Germany is a poor example as it shut down perfectly fine nuclear power, thus incurring a cost on replacing it. UK has cut emissions more than Germany but had lower prices.



> Due to high consumer taxes on electricity. Look at France. They did not pay for their nuclear power through consumer taxes but through general taxes hence the price looks low. Somebody else paid in other words. French taxes are higher than German taxes.

No. Where did you even read that? EDF gave France government 20 Billions in dividends over 10 years, not the opposite. While selling electricity on average 42 euros/MWh. No subsidies, and EDF pay for the whole French network AND the international cables (those going to UK are a net loss).
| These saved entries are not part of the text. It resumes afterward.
PR #520, opened 2023-03-12
Add logic to only update specific categories

schroda:
Makes it possible to only update specific categories.

In case a manga is in an excluded category it will be excluded even if it is also in an included category.

### DIFF
--- a/server/src/main/kotlin/suwayomi/tachidesk/manga/controller/UpdateController.kt
+++ b/server/src/main/kotlin/suwayomi/tachidesk/manga/controller/UpdateController.kt
@@ -13,10 +13,7 @@ import suwayomi.tachidesk.manga.impl.Chapter
 import suwayomi.tachidesk.manga.impl.update.IUpdater
 import suwayomi.tachidesk.manga.impl.update.UpdateStatus
 import suwayomi.tachidesk.manga.impl.update.UpdaterSocket
-import suwayomi.tachidesk.manga.model.dataclass.CategoryDataClass
-import suwayomi.tachidesk.manga.model.dataclass.MangaChapterDataClass
-import suwayomi.tachidesk.manga.model.dataclass.MangaDataClass
-import suwayomi.tachidesk.manga.model.dataclass.PaginatedList
+import suwayomi.tachidesk.manga.model.dataclass.*
 import suwayomi.tachidesk.server.JavalinSetup.future
 import suwayomi.tachidesk.server.util.formParam
 import suwayomi.tachidesk.server.util.handler
@@ -94,11 +91,21 @@ object UpdateController {
             updater.reset()
         }
 
-        val mangasToUpdate = categories
-                .flatMap { CategoryManga.getCategoryMangaList(it.id) }
-                .distinctBy { it.id }
-                .sortedWith(compareBy(String.CASE_INSENSITIVE_ORDER, MangaDataClass::title))
-                .filter { it.updateStrategy == UpdateStrategy.ALWAYS_UPDATE }
+        val includeInUpdateStatusToCategoryMap = categories.groupBy { it.includeInUpdate }
+        val excludedCategories = includeInUpdateStatusToCategoryMap[IncludeInUpdate.EXCLUDE].orEmpty()
+        val includedCategories = includeInUpdateStatusToCategoryMap[IncludeInUpdate.INCLUDE].orEmpty()
+        val unsetCategories = includeInUpdateStatusToCategoryMap[IncludeInUpdate.UNSET].orEmpty()
+        val categoriesToUpdate = includedCategories.ifEmpty { unsetCategories }
+
+        logger.debug { "Updating categories: '${categoriesToUpdate.joinToString("', '") { it.name }}'" }
+
+        val categoriesToUpdateMangas = categoriesToUpdate
+            .flatMap { CategoryManga.getCategoryMangaList(it.id) }
+            .distinctBy { it.id }
+        val mangasToCategoriesMap = CategoryManga.getMangasCategories(categoriesToUpdateMangas.map { it.id })
+        val mangasToUpdate = categoriesToUpdateMangas
+            .filter { it.updateStrategy == UpdateStrategy.ALWAYS_UPDATE }
+            .filter { !excludedCategories.any { category -> mangasToCategoriesMap[it.id]?.contains(category) == true } }
 
         // In case no manga gets updated and no update job was running before, the client would never receive an info about its update request
         if (mangasToUpdate.isEmpty()) {
@@ -106,7 +113,10 @@ object UpdateController {
             return
         }
 
-        updater.addMangasToQueue(mangasToUpdate)
+        updater.addMangasToQueue(
+            mangasToUpdate
+                .sortedWith(compareBy(String.CASE_INSENSITIVE_ORDER, MangaDataClass::title)),
+        )
     }
 
     fun categoryUpdateWS(ws: WsConfig) {
--- a/server/src/main/kotlin/suwayomi/tachidesk/manga/impl/CategoryManga.kt
+++ b/server/src/main/kotlin/suwayomi/tachidesk/manga/impl/CategoryManga.kt
@@ -116,4 +116,20 @@ object CategoryManga {
             }
         }
     }
+
+    fun getMangasCategories(mangaIDs: List<Int>): Map<Int, List<CategoryDataClass>> {
+        return buildMap {
+            transaction {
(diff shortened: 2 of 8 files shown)


server/src/main/kotlin/suwayomi/tachidesk/manga/controller/UpdateController.kt
```diff
@@ -93,11 +93,14 @@ object UpdateController {
...
         }
+
+        val categoriesToExclude = categories.filter { !it.includeInUpdate }
         categories
+            .filter { it.includeInUpdate }
             .flatMap { CategoryManga.getCategoryMangaList(it.id) }
             .distinctBy { it.id }
             .sortedWith(compareBy(String.CASE_INSENSITIVE_ORDER, MangaDataClass::title))
-            .filter { it.updateStrategy == UpdateStrategy.ALWAYS_UPDATE }
+            .filter { it.updateStrategy == UpdateStrategy.ALWAYS_UPDATE && !categoriesToExclude.any { category -> CategoryManga.getMangaCategories(it.id).contains(category) } }
```
Syer10: This will create a massive amount of queries to the database, there would probably be a better way.

Syer10 (changes requested):

server/src/main/kotlin/suwayomi/tachidesk/manga/controller/UpdateController.kt
schroda: good point, didn't think about that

And like USPS have to put money aside to take care of their employees retirement, EDF had to put money aside to take care of retired nuclear plant and waste storage over 300 years.

Also EDF had to absorb the cost of linking solar "farms" to their network themselves (in their report in 2012 they estimated this cost to be close to 1 billion by 2017). On this point this is likely that it did not cost that much, because they managed to be able to refuse individuals trying to connect to their grid.

The EPR was a mistake and made EDF valuation down by 80%, but despite that and no financial help from the French government (except with sales contracts), the dividends are still comming through.

EDF is run by engineers (or at least was) and it shows.